Fig. 6. Transcriptional features of ST3-reactive and non-ST3-reactive B cells elicited by vaccination.

a Representative staining of ST3-reactive B cells from unvaccinated and vaccinated samples, gated on IgG+ B cells (Live CD3^- CD19⁺ CD20⁺ IgG⁺). b Frequency of ST3-reactive IgG+ B cells in vaccinated and unvaccinated monkeys. The P value is calculated using a one-sided Wilcoxon rank-sum test. *p <= 0.05. Correlation between ST3-reactive IgG+ B cells and ST3-specific IgG (c) and OPA (d) titers. Spearman’s correlation and the associated p value are shown. UMAP of single-cell transcriptomes colored by sort fraction (e) and cell phenotype (f). g Dot plot showing scaled expression and percent of cells expressing B cell marker genes in each transcriptional phenotype. h Volcano plot of differentially expressed transcripts between B2M^hi and MBC-like cells. P values are calculated using a two-sided Wilcoxon rank-sum test and are adjusted using Bonferroni correction.

Fig. 7. Clonotypic features of ST3-reactive B cells.

a UMAP colored by isotype of recovered BCR. b Isotypes recovered from B cell phenotypes. c UMAP colored by frequency of somatic mutation. d Frequency of somatic mutation in heavy chain sequences recovered from each phenotype. P-values are calculated with a two-sided Wilcoxon rank-sum test and are adjusted with Bonferroni correction. e Clonal sizes of ST3-reactive and ST3- B cells. Frequency of IGHV (f) and IGKV/IGLV (g) genes among ST3+ cells from vaccinated monkeys and all ST3- cells. Genes highlighted in red are statistically significantly enriched in the ST3+ fraction (p < 0.001, p values calculated using a two-sided chi-squared test and are adjusted using Bonferroni correction). h CDRH3 junction lengths of ST3-reactive cells using IGHV genes statistically associated with ST3-reactive cells. i IGKV/IGLV gene pairings lengths of ST3-reactive cells using IGHV genes statistically associated with ST3-reactive cells. j Logo plots of CDRH3 junctions of ST3-reactive clonotypes using IGHV4-173, IGHV4-80, and IGHV4-99. k Number of clonotypes with each V-gene recovered from each vaccinated and unvaccinated monkey.

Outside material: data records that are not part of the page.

PR #79, opened 2019-06-04
MAKE-806: add sudo variants of Add/Append/Extend

Kimchelly:
JIRA: https://jira.mongodb.org/browse/MAKE-806

### DIFF
--- a/command.go
+++ b/command.go
@@ -229,8 +229,43 @@ func (c *Command) Prerequisite(chk func() bool) *Command { c.prerequisite = chk;
 // Add adds on a sub-command.
 func (c *Command) Add(args []string) *Command { c.cmds = append(c.cmds, args); return c }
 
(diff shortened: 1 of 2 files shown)


command.go
```diff
@@ -229,9 +229,44 @@ func (c *Command) Prerequisite(chk func() bool) *Command { c.prerequisite = chk;
 // Add adds on a sub-command.
 func (c *Command) Add(args []string) *Command { c.cmds = append(c.cmds, args); return c }
 
+// SudoAdd is the same as Add but runs the sub-command with superuser
```
tychoish: I'd do this more like the SSH and less like this... so you'd have a UseSudo() method, and then add it into the command more like ssh does. 

you might also want it to SudoAs(username) so that you can do sudo -u type operations.

Kimchelly: I changed sudo to apply to all sub-commands and added `SudoAs`.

Fig. 8. Convergent BCR sequences exhibit specific binding to ST3.

a Plots of recombinant Rhesus-murine chimeric antibodies binding to ST3 as a function of concentration and IGHV gene. Each line represents an antibody selected from a single clone. b Heatmap of antibody binding to 93 different pneumococcal serotypes as a function of IGHV gene family and monkey. The values are shown for MFI measured with 2.3 µg/L of antibody by Luminex. The full list of serotypes evaluated is provided in the Supplementary Data 2.